INPUT -

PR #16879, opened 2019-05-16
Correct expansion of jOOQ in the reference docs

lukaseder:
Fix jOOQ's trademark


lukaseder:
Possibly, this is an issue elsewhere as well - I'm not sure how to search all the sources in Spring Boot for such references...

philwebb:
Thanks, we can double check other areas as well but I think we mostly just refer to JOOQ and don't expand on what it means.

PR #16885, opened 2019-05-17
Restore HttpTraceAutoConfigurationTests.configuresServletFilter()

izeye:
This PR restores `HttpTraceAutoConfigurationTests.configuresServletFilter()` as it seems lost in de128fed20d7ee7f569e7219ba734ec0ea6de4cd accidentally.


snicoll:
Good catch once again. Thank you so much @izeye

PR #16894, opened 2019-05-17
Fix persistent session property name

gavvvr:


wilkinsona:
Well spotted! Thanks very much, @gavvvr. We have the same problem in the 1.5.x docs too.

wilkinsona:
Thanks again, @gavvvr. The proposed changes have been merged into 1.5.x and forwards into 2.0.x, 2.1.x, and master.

...

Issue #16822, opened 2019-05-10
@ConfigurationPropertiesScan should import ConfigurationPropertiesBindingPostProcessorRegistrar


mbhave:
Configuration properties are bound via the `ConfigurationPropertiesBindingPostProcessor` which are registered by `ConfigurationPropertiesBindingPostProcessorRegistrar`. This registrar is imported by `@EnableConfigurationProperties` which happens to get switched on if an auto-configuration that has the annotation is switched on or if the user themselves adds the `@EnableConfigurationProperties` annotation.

THE PROBLEM -
Would you please write out, exactly and with no other lines, the stretch of the listing above from the line containing "Correct expansion of" through the line containing "PR #16885, opened 2019-05-17"?

WRITTEN ANSWER -
Correct expansion of jOOQ in the reference docs

lukaseder:
Fix jOOQ's trademark


lukaseder:
Possibly, this is an issue elsewhere as well - I'm not sure how to search all the sources in Spring Boot for such references...

philwebb:
Thanks, we can double check other areas as well but I think we mostly just refer to JOOQ and don't expand on what it means.

PR #16885, opened 2019-05-17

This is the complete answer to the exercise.